START Dataset extract

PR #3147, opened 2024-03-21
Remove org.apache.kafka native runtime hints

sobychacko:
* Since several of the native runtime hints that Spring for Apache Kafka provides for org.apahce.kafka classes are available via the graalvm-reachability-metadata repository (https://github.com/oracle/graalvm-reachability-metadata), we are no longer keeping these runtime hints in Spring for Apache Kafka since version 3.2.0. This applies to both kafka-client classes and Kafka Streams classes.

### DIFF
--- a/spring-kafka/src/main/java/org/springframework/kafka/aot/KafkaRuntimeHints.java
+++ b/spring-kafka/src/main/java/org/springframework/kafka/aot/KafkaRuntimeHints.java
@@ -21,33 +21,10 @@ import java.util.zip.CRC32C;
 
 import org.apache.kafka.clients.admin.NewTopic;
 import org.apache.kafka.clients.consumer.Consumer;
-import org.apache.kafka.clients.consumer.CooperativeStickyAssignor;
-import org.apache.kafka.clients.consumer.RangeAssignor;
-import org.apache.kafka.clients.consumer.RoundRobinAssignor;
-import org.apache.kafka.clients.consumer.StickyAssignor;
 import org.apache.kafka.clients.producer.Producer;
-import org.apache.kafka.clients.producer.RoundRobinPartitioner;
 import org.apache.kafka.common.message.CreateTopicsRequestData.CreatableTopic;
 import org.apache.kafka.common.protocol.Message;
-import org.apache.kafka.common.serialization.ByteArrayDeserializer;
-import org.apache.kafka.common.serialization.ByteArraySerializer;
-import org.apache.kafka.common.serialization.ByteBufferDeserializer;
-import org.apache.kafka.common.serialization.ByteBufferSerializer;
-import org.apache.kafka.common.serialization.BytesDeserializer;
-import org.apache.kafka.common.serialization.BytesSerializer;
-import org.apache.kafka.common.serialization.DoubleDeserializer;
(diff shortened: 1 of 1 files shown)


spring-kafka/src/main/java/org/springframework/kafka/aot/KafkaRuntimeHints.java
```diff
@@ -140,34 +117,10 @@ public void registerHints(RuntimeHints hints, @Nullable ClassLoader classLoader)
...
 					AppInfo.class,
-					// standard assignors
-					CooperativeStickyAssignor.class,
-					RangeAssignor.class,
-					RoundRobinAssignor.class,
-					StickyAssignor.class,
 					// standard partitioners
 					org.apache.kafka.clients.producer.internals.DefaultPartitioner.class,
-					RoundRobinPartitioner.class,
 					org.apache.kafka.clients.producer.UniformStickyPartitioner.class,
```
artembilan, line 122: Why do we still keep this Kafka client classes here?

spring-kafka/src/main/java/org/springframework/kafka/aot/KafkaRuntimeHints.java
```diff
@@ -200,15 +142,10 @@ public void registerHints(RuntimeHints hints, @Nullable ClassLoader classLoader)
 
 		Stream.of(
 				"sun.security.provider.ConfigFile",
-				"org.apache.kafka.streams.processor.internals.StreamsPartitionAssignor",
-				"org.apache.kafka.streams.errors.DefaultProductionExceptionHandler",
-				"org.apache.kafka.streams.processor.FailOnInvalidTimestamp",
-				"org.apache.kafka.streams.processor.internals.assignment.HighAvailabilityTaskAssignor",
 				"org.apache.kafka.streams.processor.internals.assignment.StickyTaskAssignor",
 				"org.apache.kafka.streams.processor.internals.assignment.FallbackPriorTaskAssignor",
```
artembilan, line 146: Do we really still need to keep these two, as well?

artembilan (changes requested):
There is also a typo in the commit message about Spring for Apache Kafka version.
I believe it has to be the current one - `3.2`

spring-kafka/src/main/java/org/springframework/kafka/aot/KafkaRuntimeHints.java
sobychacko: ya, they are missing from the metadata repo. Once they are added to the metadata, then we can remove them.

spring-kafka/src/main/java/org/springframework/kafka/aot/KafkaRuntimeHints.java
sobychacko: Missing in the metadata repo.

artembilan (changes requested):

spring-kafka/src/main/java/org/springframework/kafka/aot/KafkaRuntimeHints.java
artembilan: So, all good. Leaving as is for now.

END Dataset extract
START Dataset extract

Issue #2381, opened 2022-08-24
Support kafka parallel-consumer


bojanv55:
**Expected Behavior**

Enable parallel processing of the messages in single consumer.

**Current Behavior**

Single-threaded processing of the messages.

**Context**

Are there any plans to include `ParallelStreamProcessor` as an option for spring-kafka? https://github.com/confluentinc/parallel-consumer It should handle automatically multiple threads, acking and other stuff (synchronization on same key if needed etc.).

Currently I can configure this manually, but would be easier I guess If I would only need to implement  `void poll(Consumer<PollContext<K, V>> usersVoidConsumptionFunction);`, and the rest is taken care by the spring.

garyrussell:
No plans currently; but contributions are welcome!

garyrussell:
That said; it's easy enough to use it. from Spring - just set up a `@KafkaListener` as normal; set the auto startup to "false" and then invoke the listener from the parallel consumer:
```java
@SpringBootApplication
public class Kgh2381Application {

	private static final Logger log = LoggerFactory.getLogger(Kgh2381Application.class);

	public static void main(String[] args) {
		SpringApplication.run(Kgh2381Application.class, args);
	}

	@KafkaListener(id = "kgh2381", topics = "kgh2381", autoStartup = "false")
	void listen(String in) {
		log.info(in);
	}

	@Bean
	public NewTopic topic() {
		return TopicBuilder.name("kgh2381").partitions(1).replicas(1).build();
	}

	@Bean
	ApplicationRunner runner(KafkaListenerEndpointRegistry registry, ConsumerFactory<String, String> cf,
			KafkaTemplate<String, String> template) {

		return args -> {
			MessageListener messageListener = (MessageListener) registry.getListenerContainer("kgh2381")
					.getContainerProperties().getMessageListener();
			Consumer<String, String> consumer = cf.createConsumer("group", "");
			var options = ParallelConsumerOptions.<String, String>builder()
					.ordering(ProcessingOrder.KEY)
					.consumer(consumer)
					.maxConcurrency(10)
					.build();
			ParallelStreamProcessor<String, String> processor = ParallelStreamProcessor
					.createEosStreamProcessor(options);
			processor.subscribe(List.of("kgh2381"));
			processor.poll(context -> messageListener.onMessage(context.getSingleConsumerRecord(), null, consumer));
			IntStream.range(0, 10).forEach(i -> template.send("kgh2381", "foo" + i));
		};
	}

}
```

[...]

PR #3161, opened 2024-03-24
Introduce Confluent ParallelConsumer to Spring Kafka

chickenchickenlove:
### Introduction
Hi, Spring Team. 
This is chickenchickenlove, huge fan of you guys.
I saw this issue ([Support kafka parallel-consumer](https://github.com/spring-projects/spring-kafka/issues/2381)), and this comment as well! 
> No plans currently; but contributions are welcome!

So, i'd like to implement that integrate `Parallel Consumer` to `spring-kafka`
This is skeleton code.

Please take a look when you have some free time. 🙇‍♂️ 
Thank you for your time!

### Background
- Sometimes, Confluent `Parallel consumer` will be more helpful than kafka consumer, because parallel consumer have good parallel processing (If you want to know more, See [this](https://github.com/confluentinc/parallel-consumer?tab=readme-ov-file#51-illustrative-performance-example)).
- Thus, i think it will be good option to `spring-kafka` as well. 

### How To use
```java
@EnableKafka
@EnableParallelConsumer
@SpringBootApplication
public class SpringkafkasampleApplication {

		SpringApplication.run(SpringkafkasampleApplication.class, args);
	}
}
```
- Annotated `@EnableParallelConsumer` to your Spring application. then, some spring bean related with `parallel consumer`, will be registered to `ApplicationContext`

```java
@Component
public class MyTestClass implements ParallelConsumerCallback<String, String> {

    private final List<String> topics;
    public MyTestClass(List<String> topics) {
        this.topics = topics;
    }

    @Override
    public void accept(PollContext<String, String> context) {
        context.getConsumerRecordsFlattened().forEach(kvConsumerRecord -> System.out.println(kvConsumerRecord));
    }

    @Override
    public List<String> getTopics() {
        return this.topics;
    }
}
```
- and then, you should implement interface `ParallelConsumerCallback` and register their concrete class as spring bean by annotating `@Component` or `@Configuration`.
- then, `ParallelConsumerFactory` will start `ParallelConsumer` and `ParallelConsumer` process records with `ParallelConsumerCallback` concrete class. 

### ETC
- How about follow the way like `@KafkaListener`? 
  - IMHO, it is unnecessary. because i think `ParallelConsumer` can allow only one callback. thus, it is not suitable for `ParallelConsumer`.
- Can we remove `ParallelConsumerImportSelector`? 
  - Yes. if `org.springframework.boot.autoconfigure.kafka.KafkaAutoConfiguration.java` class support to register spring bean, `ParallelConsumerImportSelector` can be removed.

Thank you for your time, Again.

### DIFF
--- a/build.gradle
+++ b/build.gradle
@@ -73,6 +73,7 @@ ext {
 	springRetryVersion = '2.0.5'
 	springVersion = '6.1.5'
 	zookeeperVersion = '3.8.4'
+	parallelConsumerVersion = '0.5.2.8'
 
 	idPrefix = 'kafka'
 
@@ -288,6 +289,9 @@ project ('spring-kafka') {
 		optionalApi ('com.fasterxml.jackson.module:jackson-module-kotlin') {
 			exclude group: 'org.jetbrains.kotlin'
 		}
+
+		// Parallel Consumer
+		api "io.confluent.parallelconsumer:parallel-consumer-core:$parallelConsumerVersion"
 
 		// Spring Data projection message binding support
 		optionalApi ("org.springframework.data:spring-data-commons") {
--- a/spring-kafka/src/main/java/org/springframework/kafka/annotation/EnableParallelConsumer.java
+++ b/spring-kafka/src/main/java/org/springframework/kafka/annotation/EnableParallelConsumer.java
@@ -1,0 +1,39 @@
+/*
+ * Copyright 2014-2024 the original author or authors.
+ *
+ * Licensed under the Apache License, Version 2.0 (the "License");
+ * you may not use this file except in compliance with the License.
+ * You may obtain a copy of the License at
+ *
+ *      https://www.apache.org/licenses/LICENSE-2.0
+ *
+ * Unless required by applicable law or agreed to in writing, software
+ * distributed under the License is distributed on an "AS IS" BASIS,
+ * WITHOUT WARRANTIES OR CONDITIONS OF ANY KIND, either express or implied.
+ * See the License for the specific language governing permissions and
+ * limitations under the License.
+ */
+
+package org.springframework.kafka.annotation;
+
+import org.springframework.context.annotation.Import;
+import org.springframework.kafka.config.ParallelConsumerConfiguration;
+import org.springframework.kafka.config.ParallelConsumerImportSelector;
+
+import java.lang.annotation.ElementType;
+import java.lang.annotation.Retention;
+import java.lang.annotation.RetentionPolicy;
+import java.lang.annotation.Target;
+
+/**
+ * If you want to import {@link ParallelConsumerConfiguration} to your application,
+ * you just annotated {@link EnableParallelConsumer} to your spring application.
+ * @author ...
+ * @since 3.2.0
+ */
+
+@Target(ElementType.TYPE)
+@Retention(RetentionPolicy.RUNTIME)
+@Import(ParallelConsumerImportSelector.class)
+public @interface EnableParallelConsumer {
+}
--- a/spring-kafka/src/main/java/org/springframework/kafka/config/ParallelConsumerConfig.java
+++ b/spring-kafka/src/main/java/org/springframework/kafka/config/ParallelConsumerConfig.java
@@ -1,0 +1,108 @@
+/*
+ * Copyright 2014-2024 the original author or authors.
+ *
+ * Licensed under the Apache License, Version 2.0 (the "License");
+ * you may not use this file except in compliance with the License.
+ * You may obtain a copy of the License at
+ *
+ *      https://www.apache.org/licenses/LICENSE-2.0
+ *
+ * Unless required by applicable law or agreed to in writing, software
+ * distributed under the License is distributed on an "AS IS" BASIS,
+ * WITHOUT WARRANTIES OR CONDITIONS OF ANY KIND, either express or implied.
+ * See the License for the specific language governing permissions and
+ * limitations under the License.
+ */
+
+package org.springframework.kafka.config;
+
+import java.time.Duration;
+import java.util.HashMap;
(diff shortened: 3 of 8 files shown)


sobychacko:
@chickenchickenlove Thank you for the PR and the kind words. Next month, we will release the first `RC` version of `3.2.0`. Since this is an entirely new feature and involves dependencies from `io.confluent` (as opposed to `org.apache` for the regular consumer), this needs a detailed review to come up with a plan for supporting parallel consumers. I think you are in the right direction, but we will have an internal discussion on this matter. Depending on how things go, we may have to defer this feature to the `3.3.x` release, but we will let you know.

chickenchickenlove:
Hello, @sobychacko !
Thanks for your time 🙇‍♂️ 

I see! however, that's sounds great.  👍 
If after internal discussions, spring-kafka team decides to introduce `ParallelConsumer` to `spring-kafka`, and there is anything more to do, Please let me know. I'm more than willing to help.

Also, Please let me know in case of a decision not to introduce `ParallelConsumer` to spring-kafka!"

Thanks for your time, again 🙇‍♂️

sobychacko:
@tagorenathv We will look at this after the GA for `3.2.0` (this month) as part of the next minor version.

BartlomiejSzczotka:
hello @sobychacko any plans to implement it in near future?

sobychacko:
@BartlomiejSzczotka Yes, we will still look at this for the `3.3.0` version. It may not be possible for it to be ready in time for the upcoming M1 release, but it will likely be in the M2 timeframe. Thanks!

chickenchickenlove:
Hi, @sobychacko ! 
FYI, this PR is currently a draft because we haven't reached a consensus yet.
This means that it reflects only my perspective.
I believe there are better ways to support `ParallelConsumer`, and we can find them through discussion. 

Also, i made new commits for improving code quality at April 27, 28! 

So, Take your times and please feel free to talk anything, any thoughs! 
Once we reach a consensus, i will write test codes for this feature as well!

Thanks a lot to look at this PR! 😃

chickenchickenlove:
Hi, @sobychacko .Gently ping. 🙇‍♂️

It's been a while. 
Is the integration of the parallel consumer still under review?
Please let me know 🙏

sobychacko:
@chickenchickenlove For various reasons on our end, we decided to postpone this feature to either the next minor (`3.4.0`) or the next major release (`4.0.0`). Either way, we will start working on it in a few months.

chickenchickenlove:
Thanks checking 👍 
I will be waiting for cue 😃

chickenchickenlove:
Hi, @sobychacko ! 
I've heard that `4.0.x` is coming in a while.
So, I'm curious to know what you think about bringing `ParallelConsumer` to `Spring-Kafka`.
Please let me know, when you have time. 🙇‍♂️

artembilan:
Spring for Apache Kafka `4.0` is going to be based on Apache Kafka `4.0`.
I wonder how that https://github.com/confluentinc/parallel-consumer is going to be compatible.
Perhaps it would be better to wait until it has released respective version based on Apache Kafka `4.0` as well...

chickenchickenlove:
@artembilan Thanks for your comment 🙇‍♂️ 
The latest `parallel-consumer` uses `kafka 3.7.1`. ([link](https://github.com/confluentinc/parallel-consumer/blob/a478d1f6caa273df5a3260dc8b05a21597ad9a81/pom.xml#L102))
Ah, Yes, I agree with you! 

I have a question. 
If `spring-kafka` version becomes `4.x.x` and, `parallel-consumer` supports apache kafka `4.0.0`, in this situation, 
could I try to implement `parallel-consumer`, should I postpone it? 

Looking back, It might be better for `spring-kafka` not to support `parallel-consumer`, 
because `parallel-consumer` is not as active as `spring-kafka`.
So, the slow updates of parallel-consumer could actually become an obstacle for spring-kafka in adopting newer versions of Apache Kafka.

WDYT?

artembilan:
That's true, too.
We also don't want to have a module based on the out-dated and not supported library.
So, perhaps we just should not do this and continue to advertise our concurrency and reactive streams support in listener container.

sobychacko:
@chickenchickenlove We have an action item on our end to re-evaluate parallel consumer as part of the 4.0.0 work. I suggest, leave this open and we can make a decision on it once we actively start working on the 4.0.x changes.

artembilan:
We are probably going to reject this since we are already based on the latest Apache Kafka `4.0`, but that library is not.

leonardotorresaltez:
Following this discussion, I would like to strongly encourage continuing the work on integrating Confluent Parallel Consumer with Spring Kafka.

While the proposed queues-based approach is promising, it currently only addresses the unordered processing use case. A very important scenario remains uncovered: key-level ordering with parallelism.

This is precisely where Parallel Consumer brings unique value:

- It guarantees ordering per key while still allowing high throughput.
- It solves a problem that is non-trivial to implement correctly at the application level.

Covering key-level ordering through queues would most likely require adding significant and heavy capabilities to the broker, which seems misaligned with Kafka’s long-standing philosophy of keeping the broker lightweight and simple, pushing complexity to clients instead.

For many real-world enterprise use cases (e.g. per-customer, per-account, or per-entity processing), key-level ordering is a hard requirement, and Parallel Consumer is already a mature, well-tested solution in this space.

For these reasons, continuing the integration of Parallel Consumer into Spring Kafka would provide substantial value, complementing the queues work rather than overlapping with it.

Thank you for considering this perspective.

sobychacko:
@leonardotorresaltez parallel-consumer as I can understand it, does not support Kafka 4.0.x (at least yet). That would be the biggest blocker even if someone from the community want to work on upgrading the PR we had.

END Dataset extract

In the entries above, some lines hold the string "when". Copy each of them.

Please take a look when you have some free time. 🙇‍♂️ 
Please let me know, when you have time. 🙇‍♂️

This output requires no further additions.